We now believe that MuSK antibodies cause MG in humans. Using an experimental model for myasthenia revealed that MuSK antibodies mediate the pathogenesis of this syndrome in rabbits and mice (14, 16, 22). In most cases, the symptoms take more than three months to manifest themselves in animals. Moreover, the symptoms are somewhat difficult to induce experimentally by passive transfer of MuSK antibodies from MG patients into animal hosts. The mechanisms employed by these antibodies include multiple events during which MuSK functions stall in their process of regulating synapse formation and maintenance. MuSK antibodies against compound antigenic determinants in the extracellular domain may engage in their pathogenic activities through antigenic modulation and/or restraint of MuSK functions, and the consequences of these effects range from a partial to entire loss of MuSK function without the involvement of complement-mediated damage. The point that MuSK antibodies in MG patients are mainly of the IgG4 subclass, which does not activate complement, may be relevant here. These diverse possibilities reflect the complexity of clinical features seen in patients ranging from typical MG and throughout its many variants.

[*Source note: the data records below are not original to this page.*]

PR #243, opened 2019-11-08
FIX: MergeArtifact[Depends|Provides] panic on empty depends/provides …

alfrunes:
…in type-info

changelog: none

### DIFF
--- a/areader/reader.go
+++ b/areader/reader.go
@@ -1041,6 +1041,10 @@ func (ar *Reader) MergeArtifactDepends() (map[string]interface{}, error) {
 	retMap := make(map[string]interface{})
 
 	depends := ar.GetArtifactDepends()
+	if depends == nil {
+		// Artifact version < 3
+		return nil, nil
+	}
 
 	retMap["artifact_name"] = depends.ArtifactName
 	retMap["compatible_devices"] = depends.CompatibleDevices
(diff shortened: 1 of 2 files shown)


areader/reader.go
```diff
@@ -1052,6 +1052,8 @@ func (ar *Reader) MergeArtifactDepends() (map[string]interface{}, error) {
 		deps, err := upd.GetUpdateDepends()
 		if err != nil {
 			return nil, err
+		} else if deps == nil {
```
oleorhagen: Question: I think in general that a nil error and type should not be returned from a `Get`, would it not be better to handle this lower in the call-stack?

alfrunes: This isn't an error, the type-info Provides/Depends fields aren't required by the v3 specification.

kacf: Good point. I think originally it was like this to represent the lack of this information from artifact format v2, but there's no reason it can't be empty map.

kacf: I guess it's more about convenience than correct-ness. I can see that it's more convenient if it returns a map always, since in this context an empty map carries the same meaning as a nil pointer, but I don't really have a strong opinion which should be preferred.

oleorhagen: > I guess it's more about convenience than correct-ness. I can see that it's more convenient if it returns a map always, since in this context an empty map carries the same meaning as a nil pointer, but I don't really have a strong opinion which should be preferred.

Yup, my thoughts exactly. But no strong opinions here.

alfrunes:
@kacf, @oleorhagen; I also added a check for calling `Merge...` with version < 3, and return `nil, nil` in such a case.
BTW: the tests failed last iteration because of a corrupted `sstate-cache`, I'm currently investigating this.

alfrunes:
I added unit test for these specific cases as well.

MG has long served as model for studying the pathogenesis and treatment of generalized autoimmune disease. In fact, understanding of MG’s pathogenesis has enhanced comprehension of all synaptic functions. Now, the EAMG model with MuSK antibodies will facilitate further progress in resolving the pathogenic basis of MG and CMS at the molecular level and identifying beneficial treatment strategies. Additional areas of relevance are the many physical conditions in which muscles shrink or atrophy, as in patients with cancer or AIDS, termed cahexia, when limbs are immobilized following injury, or even during atrophy from aging, termed sarcopenia. Understanding the molecular basis of NMJ maintenance promises to provide new targets for innovative therapeutics to create healthy, enduring muscles.